* [WHAT IS NEEDED]:
Search the data for "dynamically". Return each matching line.
**********
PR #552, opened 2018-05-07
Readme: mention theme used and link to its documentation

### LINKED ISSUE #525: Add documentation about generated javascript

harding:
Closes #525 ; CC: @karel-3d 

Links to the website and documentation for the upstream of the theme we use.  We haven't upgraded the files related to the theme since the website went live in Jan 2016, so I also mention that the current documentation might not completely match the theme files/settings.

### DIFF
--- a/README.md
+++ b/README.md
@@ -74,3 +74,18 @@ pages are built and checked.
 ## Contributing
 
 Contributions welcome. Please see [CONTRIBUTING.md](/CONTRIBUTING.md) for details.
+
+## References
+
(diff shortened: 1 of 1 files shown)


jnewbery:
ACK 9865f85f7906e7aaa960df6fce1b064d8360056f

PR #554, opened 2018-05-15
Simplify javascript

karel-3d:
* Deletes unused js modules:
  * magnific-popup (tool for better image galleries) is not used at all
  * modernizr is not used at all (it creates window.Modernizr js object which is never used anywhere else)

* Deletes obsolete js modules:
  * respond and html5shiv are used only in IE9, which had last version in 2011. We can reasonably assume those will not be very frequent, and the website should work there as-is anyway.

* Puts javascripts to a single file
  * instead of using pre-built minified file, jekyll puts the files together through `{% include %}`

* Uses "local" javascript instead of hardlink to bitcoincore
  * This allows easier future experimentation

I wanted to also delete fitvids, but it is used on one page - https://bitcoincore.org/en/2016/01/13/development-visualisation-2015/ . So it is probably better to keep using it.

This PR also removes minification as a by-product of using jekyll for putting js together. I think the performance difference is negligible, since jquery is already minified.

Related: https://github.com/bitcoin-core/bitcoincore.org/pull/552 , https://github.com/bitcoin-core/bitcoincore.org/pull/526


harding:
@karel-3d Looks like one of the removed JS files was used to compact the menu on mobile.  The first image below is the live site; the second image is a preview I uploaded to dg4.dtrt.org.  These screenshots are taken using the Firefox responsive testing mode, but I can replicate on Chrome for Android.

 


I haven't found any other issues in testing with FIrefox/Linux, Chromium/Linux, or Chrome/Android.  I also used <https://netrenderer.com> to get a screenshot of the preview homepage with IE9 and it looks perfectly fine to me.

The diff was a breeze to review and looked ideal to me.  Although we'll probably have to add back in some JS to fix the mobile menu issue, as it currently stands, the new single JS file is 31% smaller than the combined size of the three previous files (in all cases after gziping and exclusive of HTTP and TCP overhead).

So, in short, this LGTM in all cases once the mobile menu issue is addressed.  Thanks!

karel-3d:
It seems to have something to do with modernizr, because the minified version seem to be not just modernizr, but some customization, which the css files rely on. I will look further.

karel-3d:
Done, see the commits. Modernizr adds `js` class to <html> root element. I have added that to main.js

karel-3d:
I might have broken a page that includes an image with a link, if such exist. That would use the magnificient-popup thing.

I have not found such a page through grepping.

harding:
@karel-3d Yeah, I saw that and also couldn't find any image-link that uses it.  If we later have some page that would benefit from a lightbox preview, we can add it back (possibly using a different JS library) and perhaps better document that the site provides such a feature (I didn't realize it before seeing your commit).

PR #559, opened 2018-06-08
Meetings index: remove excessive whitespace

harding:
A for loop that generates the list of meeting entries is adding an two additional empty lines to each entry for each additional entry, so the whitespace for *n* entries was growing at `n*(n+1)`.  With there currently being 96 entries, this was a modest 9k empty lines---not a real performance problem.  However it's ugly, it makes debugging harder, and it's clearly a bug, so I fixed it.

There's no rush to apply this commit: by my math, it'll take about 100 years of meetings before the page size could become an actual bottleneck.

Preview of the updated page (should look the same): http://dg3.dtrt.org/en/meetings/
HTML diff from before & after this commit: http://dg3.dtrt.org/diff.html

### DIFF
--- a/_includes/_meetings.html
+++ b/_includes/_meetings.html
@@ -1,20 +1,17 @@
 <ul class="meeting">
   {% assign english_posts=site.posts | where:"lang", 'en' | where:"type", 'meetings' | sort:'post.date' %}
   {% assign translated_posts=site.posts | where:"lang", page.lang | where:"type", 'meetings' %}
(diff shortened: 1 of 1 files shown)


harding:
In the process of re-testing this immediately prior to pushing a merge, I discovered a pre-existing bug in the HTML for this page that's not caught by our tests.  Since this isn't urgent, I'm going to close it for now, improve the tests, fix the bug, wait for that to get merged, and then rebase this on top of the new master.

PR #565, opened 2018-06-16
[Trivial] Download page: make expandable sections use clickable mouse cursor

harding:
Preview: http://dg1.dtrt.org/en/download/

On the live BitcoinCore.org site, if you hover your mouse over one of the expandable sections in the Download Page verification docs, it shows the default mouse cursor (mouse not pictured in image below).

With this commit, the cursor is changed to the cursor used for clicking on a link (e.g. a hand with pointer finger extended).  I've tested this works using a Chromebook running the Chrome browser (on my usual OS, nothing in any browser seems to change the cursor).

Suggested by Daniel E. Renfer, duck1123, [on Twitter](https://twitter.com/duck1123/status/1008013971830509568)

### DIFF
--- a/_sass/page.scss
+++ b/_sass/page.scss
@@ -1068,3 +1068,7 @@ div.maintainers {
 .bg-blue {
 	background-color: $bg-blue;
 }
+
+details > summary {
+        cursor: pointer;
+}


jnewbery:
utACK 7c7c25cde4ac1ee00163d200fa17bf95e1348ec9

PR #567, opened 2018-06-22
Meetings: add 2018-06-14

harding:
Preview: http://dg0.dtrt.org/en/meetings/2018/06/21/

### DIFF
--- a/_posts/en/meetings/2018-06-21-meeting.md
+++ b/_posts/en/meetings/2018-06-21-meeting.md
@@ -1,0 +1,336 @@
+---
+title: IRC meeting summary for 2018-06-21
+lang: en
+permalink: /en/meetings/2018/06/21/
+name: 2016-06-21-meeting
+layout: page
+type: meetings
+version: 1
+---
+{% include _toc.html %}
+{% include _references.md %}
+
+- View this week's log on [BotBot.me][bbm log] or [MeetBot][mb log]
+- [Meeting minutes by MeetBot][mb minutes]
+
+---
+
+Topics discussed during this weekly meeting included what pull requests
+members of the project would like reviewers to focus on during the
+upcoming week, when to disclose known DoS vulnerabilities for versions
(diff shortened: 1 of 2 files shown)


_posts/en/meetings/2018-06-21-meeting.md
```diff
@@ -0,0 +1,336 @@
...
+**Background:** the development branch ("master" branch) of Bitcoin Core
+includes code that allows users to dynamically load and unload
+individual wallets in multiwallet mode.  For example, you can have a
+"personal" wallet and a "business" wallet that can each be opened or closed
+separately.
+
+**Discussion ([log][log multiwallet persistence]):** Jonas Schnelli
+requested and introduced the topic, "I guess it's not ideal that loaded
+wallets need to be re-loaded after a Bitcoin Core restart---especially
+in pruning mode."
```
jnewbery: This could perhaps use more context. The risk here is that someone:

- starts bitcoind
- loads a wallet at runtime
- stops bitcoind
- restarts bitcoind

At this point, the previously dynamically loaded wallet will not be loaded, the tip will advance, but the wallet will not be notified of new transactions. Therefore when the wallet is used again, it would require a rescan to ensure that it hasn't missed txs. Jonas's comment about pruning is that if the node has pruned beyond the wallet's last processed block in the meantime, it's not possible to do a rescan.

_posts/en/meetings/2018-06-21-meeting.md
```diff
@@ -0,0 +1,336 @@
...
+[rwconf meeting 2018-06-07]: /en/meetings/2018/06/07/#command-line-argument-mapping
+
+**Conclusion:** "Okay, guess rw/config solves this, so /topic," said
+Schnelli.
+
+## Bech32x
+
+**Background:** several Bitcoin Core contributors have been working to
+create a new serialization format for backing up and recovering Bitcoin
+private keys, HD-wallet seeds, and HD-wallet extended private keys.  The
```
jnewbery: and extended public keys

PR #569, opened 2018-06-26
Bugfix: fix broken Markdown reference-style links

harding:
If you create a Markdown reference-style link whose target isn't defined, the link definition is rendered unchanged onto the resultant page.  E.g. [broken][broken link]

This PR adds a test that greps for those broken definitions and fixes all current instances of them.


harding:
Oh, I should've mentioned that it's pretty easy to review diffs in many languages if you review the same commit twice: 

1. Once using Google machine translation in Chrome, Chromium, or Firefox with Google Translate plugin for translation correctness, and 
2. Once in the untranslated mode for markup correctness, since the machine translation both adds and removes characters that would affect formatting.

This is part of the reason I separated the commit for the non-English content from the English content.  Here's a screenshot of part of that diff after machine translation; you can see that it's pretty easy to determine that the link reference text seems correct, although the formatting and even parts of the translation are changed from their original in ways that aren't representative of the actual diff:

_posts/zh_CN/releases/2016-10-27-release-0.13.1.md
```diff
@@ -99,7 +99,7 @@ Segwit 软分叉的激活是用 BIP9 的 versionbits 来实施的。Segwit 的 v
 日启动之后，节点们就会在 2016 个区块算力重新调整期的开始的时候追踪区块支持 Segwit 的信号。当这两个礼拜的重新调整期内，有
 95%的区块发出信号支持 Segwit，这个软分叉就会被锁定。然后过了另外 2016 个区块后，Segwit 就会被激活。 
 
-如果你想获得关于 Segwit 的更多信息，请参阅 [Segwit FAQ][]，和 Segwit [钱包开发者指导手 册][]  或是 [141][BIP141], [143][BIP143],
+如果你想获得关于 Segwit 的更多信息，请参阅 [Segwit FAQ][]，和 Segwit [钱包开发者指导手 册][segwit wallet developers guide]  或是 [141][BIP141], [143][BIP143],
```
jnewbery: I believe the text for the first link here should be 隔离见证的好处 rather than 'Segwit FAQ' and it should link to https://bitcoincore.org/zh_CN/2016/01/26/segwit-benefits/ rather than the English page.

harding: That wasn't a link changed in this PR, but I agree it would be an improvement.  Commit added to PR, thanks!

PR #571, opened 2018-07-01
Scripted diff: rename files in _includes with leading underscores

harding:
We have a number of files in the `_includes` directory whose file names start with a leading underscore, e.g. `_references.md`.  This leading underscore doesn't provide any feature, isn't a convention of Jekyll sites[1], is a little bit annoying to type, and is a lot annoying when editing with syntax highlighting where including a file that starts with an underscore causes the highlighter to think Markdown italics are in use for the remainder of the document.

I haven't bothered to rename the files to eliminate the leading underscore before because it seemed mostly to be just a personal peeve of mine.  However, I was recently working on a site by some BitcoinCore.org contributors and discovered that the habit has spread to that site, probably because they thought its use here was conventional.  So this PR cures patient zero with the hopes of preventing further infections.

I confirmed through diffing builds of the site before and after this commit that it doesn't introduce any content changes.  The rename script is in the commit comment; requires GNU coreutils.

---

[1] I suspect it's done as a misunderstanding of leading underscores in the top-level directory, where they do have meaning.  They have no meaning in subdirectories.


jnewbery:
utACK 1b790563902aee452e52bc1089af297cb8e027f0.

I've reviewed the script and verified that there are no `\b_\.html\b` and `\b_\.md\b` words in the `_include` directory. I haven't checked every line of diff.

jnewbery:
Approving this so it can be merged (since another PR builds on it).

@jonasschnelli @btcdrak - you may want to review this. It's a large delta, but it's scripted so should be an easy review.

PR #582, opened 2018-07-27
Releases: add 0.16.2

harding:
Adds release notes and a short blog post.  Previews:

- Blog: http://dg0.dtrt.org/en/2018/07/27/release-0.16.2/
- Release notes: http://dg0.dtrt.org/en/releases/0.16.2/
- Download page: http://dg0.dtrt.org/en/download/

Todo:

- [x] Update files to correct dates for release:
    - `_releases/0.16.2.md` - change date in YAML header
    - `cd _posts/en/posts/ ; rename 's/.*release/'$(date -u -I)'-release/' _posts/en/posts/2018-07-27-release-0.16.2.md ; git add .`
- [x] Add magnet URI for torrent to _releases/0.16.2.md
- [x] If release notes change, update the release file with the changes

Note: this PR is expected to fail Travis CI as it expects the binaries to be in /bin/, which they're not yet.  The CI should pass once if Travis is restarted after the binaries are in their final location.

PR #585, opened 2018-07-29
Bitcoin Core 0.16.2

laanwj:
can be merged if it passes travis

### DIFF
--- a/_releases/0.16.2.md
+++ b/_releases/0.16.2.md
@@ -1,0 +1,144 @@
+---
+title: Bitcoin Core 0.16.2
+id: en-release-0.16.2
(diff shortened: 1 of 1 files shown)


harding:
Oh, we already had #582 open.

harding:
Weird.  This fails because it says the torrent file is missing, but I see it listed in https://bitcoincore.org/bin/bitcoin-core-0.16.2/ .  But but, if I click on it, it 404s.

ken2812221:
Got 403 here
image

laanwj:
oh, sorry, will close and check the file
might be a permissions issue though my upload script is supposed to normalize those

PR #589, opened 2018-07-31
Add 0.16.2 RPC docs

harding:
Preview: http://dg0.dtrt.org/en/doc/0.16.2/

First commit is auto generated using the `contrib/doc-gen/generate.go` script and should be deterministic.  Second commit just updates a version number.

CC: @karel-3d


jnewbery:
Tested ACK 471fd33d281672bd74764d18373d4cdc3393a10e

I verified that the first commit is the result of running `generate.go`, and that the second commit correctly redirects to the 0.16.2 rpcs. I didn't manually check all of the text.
**********
* [ANSWER TO THIS PROBLEM]:
+includes code that allows users to dynamically load and unload
At this point, the previously dynamically loaded wallet will not be loaded, the tip will advance, but the wallet will not be notified of new transactions. Therefore when the wallet is used again, it would require a rescan to ensure that it hasn't missed txs. Jonas's comment about pruning is that if the node has pruned beyond the wallet's last processed block in the meantime, it's not possible to do a rescan.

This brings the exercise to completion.